By addressing these three items, MPI Performance Snapshot improves scaling to at least 32K ranks which is an order of magnitude above what is tolerable with the prior Intel Trace Analyzer and Collector. Therefore, I can now recommend when aiming to optimize a large scale run (anything above one thousand MPI ranks), I suggest starting with the MPI Performance Snapshot capability first to figure out where you need to dig deeper (which processes are slowing the application down, where are the peaks in memory usage, etc.). Then, do another run with the Intel Trace Analyzer and Collector on a subset of selected ranks to get a more detailed per-process information in order to visualize how a communication algorithm is implemented and if see if there are apparent bottlenecks.
MPI Performance Snapshot combines lightweight statistics from the Intel® MPI Library with OS and hardware-level counters to provide you with high-level categorization of your application: MPI vs. OpenMP load imbalance info, memory usage, and a break-down of MPI vs. computation vs. serial time.
For more details, you should check out the full MPI Performance Snapshot User's Guide and Analyzing MPI Applications with MPI Performance Snapshot on the Intel Trace Analyzer and Collector documentation page.
High performance support for…
The latest processors...
are supported including support for the Skylake microarchitecture and Knights Landing microarchitecture.
The latest industry standards...
Intel takes pride in having very strong support for industry standards – aiming to be a leader and to maintain a reputation of being second-to-none.
Intel's Fortran support even includes a feature from the draft Fortran 2015 standard which can help MPI-3 users. The current status of features of Fortran can be found in Dr. Fortran’s blog “Intel® Fortran Compiler - Support for Fortran language standards.”
Operating system support includes Debian* 7.0, 8.0; Fedora* 21, 22; Red Hat* Enterprise Linux 5, 6, 7; SuSE* Linux Enterprise Server 11,12; Ubuntu* 12.04 LTS (64-bit only), 13.10, 14.04 LTS, 15.04; OS X 10.10; Windows 7 thru 10, Windows Server 2008-2012. These are just the versions Intel has tested, many additional operating systems should work (for instance, CentOS).
There is a series of webinars being held starting in September 2015 which cover many topics related to Intel Parallel Studio XE 2016. The webinars can be attended live, and offer interactive question and answer time. The webinars will also be available for replay after the live webinar is held. The first webinar is on September 1 – “What’s New in Intel® Parallel Studio XE 2016?”
Many more ways to learn more are on the Intel® Parallel Studio XE 2016 website.

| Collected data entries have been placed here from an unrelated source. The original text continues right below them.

Issue #332, opened 2020-11-24
Update embedded-hal dependency to 1.0


jessebraham:
Once [embedded-hal] has pushed a stable `1.0` release (the latest at time of writing is `1.0.0-alpha.4`), we should update our HAL to use it.

This will involve updating the dependency, then going through each peripheral and updating the imports/trait implementations/etc. until the project builds cleanly.

The stable release of [embedded-hal] can be tracked via [this issue] and [this milestone].

[embedded-hal]: https://github.com/rust-embedded/embedded-hal
[this issue]: https://github.com/rust-embedded/embedded-hal/issues/177
[this milestone]: https://github.com/rust-embedded/embedded-hal/milestone/1

Tremoneck:
One of the last remaining blockers for the embedded-hal 1.0 release are missing implementations of the API to show, that the traits work fine for the drivers and hals.

I would like to help with that here. Creating this implementation directly on master is a bad idea, as that would hinder any other improvements from getting released. Creating everything in my own branch would make a massive pull request, which would be really hard to review. Also there wouldn't be any proper feedback from the experienced devs here. My suggestion is therefor to create a new branch in this repo called something along the lines of _ehal-1.0_ where anyone interested in could help to implement these changes already and pulling self contained updates into this branch.

Advantages:
The current proposed traits can be checked and help release ehal 1.0
When the release comes the ehal branch can be merged back into master with most/all of the implementation ready.

Disadvantages:
Some or all of the time spent could be for nothing, if the traits change substantially.

sajattack:
Thanks for the offer of help :smile: I think it would be more beneficial to regenerate the PACs (#648), resolve the HAL breakage that causes, and *then* update ehal. Maintainer time is also very limited these days, so unfortunately these other issues haven't been addressed yet.

tgross35:
Since there has been a RC (rather than alphas), it seems like a 1.0 release is close and looking for last minute feedback. See https://github.com/rust-embedded/embedded-hal/issues/177#issuecomment-1805300873

tgross35:
The `esp-hal` crate supports 1.0 under a feature flag, maybe that would be workable here? https://github.com/esp-rs/esp-hal/blob/07ed22df17f28f1b1890aa47c3ae599182397712/esp-hal-common/Cargo.toml#L23

rursprung:
[...]

PR #715, opened 2024-01-13
Add initial support for `embedded-hal` version 1.0

tgross35:
# Summary

This adds a dependency and feature for embedded-hal v1.0 and a basic implementation for the `DelayNs` trait. I think it is best to start with this small subset to make sure CI and everything are set up properly, then add other traits one at a time.

Part of  #332

# Checklist

## If Adding a new Board

### DIFF
--- a/hal/src/sleeping_delay.rs
+++ b/hal/src/sleeping_delay.rs
@@ -4,9 +4,13 @@ use cortex_m::asm;
 use fugit::ExtU32;
 
 use crate::ehal::blocking::delay::{DelayMs, DelayUs};
+#[cfg(feature = "embedded-hal-1")]
+use crate::ehal1::delay::DelayNs;
 use crate::timer_traits::InterruptDrivenTimer;
 
 const NUM_US_IN_S: u32 = 1_000_000;
+#[cfg(feature = "embedded-hal-1")]
+const NUM_NS_IN_S: u32 = 1_000_000_000;
 
 /// Delay and sleep while we do (WFI) using a timer
 pub struct SleepingDelay<TIM> {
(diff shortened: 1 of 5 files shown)


tgross35:
What is the best way to make sure this gets tested in CI? I am not sure if I should update the matrix for this.

hal/src/sleeping_delay.rs
```diff
@@ -35,6 +39,34 @@ where
...
+#[cfg(feature = "embedded-hal-1")]
+impl<TIM> DelayNs for SleepingDelay<TIM>
+where
+    TIM: InterruptDrivenTimer,
+{
+    fn delay_ns(&mut self, ns: u32) {
+        // Determine how many cycles we need to run for this delay, if any
+        // Avoid timers that run longer than a second because for 48 MHz-based timers,
+        //   there is no valid divisor + cycle count greater than ~1.3s, so we'd panic.
+        let mut loop_count: u32 = 1 + (ns / NUM_NS_IN_S);
```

A number of benchmarks illustrating performance measurements are online as well.
There are many new features that I did not dive into, including great new support for MPI+OpenMP tuning with Intel VTune Amplifier XE, as well as a number of enhancements to Intel® Threading Building Blocks including the incresingly popular flow graph capabilities and task arenas,
Download Intel® Parallel Studio XE 2016 today
The Intel Performance Libraries are also available via the Community Licensing for Intel® Performance Libraries. Under this option, the library is free for any one who registers, with no royalties, and no restrictions on company or project size. The community licensing program offers the current versions of libraries without Online Service Center access (the Online Service Center offers exclusive 1-on-1 support via an interactive and secure web site where you can submit questions or problems and monitor previously submitted issues. It requires registration after purchase of the software, or special qualification offered to students, educators, academic researchers and open source contributors.).